Here's an example of only using param_dist for parameters:
In [ ]:
%%time
model_name = 'from_scratch_%s'%(estimator_name)
# Set custom parameters
param_dist = {
'estimator__n_neighbors': range(10,30)
}
estimator = 'knn'
# Initialize pipeline
optimized_pipeline = ppl.OptimizedPipeline(estimator)
# Set pipeline fitting parameters
fit_kwargs = {
'random_state': 6,
'use_default_param_dist': False,
'param_dist': param_dist,
}
# Fit data
optimized_pipeline.fit(X,y,**fit_kwargs)
# Save
optimized_pipelines[model_name] = optimized_pipeline
Note how the estimator__weights parameter isn't set for the KNN estimator.
The currently supported scaling options are standard, normal, min-max, and binary using scikit-learn's StandardScaler, Normalizer, MinMaxScaler, and Binarizer, respectively. These are set by the pipeline initialization kwarg 'scale_type' like this:
In [ ]:
%%time
estimator = 'knn'
scaling_options = ['standard','normal','min-max','binary']
for scaling_option in scaling_options:
model_name = '%s_%s'%(scaling_option,estimator_name)
optimized_pipeline_kwargs = {
'scale_type': scaling_option
}
# Initialize pipeline
optimized_pipeline = ppl.OptimizedPipeline(estimator,**optimized_pipeline_kwargs)
# Set pipeline fitting parameters
fit_kwargs = {
'random_state': 6,
'use_default_param_dist': True,
'suppress_output': True
}
# Fit data
optimized_pipeline.fit(X,y,**fit_kwargs)
# Save
optimized_pipelines[model_name] = optimized_pipeline
Let's compare the pipelines so far:
In [ ]:
pipeline_keys = optimized_pipelines.keys()
test_scores = [optimized_pipelines[key].test_score_ for key in pipeline_keys]
ax = pd.Series(test_scores,index=pipeline_keys).sort_values().plot(kind='barh',color='black')
Binary scaling fed into a KNN classifier appears to have the best training score.
MinMaxScaler scales each feature value to between 0 and 1 by default. Different scaling ranges can be gridded over by setting the 'scaler__feature_range' keyword argument in param_dist.
Binarizer sets each value to 0 or 1 depending on a threshold.

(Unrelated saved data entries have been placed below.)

PR #1169, opened 2020-06-16
feat(storage-proofs): NSE - gpu implementation of encode_with_trees

keyvank:


storage-proofs/porep/src/nse/vanilla/labels.rs
```diff
@@ -493,6 +495,66 @@ fn tree_from_slice<Tree: MerkleTreeTrait>(
...
+        let store_config = store_configs.remove(0);
+        let tree_data: Vec<u8> = lo
+            .base
+            .0
+            .iter()
+            .chain(lo.tree.iter())
+            .flat_map(|node| fr_into_bytes(&node.0))
+            .collect();
+        trees.push(
+            MerkleTree::<GPUTree>::from_tree_slice_with_config(
```
keyvank, line 546: @dignifiedquire This is not working properly atm, how can I build a `MerkleTree::<GPUTree>` given a `Vec<Fr>` returned from Neptune? (And what should I set `discard_rows` in case I want to do this?

storage-proofs/porep/src/nse/vanilla/labels.rs
```diff
@@ -486,17 +495,144 @@ fn lc_tree_from_slice<Tree: MerkleTreeTrait>(
...
+        || pool.is_err()
+    {
+        debug!("encoding trees on cpu");
+
+        inps.map(|(store_configs, window_index, replica_id, data)| {
+            encode_with_trees::<Tree>(conf, store_configs, window_index, replica_id, data)
+        })
+        .collect()
+    } else {
+        debug!("encoding trees on gpu");
```
porcuquine, line 565: This block is a bit of a monster. It's probably worth *at least* separating it out into something like `encode_with_trees_gpu` to make the structure clear.

storage-proofs/porep/src/nse/vanilla/labels.rs
```diff
@@ -486,17 +495,144 @@ fn lc_tree_from_slice<Tree: MerkleTreeTrait>(
...
+        .map_err(|e| -> gpu::NSEError { e.into() })
+        .and_then(|devs| {
+            Ok(gpu::SealerPool::new(
+                devs,
+                gpu_conf,
+                gpu::TreeOptions::Enabled { rows_to_discard },
+            )?)
+        });
+
+    if !settings::SETTINGS.lock().unwrap().use_gpu_nse
```
porcuquine, line 554: Instead of checking the setting value here, we should pass it as an input to `encode_with_trees_all`. We might need another wrapper function just for that purpose. This will make it easier to test both cases for equivalence.

storage-proofs/porep/src/nse/vanilla/labels.rs
```diff
@@ -701,4 +837,80 @@ mod tests {
             ]
         );
     }
+
+    #[test]
+    fn test_gpu_cpu_consistency() {
+        let rng = &mut XorShiftRng::from_seed(crate::TEST_SEED);
```
porcuquine, line 843: This test is very repetitive, which makes it hard to verify that CPU and GPU code paths are equivalent.

Can you restructure (perhaps including some of the suggested refactorings of the implementation) so it becomes obvious?

Something roughly like this would be good:

```
let test_fn = |use_gpu, …| { … };

let (a_cpu, b_cpu, c_cpu) = test_fn(false);
let (a_gpu, b_gpu, c_gpu) = test_fn(true);

assert_eq!(a_cpu, a_gpu);
assert_eq!(b_cpu, b_gpu);
assert_eq!(c_cpu, c_gpu);
```

storage-proofs/porep/src/nse/vanilla/labels.rs
```diff
@@ -486,17 +495,144 @@ fn lc_tree_from_slice<Tree: MerkleTreeTrait>(
...
+        Item = (
+            Vec<StoreConfig>,
+            u32,
+            &'a <Tree::Hasher as Hasher>::Domain,
+            &'a mut [u8],
+        ),
+    >,
+{
+    let gpu_conf = to_gpu_config(conf);
+    let pool = gpu::utils::all_devices()
```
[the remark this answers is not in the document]
keyvank: hmm i don't see a `gpu` feature in `porep` crate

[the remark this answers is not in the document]
porcuquine: I mean if the setting doesn't specify to use GPU for NSE.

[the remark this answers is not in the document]
keyvank: oh i see, ok

dignifiedquire:
Merged manualy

The default for pyplearnr is 0.5. This can be changed by setting 'scaler__threshold' using param_dist.
Here is an example of setting both:
In [ ]:
%%time
reload(ppl)
estimator = 'knn'
scaling_options = ['min_max','binary']
param_dists = {
'min_max': {
'scaler__feature_range': [(1,2),(3,4)]
},
'binary': {
'scaler__threshold': np.arange(0,1,0.1)
}
}
for scaling_option in scaling_options:
model_name = 'custom_%s_%s'%(scaling_option,estimator_name)
optimized_pipeline_kwargs = {
'scale_type': scaling_option
}
# Initialize pipeline
optimized_pipeline = ppl.OptimizedPipeline(estimator,**optimized_pipeline_kwargs)
# Set pipeline fitting parameters
fit_kwargs = {
'random_state': 6,
'use_default_param_dist': True,
'suppress_output': True,
'param_dist': param_dists[scaling_option]
}
# Fit data
optimized_pipeline.fit(X,y,**fit_kwargs)
# Save
optimized_pipelines[model_name] = optimized_pipeline
# Visualize results
pipeline_keys = optimized_pipelines.keys()
test_scores = [optimized_pipelines[key].test_score_ for key in pipeline_keys]
ax = pd.Series(test_scores,index=pipeline_keys).sort_values().plot(kind='barh',color='black')
Switching the range for min_max scaling boosted it to rank 1 for pipeline training scores:
In [ ]:
print optimized_pipelines['custom_min_max_knn']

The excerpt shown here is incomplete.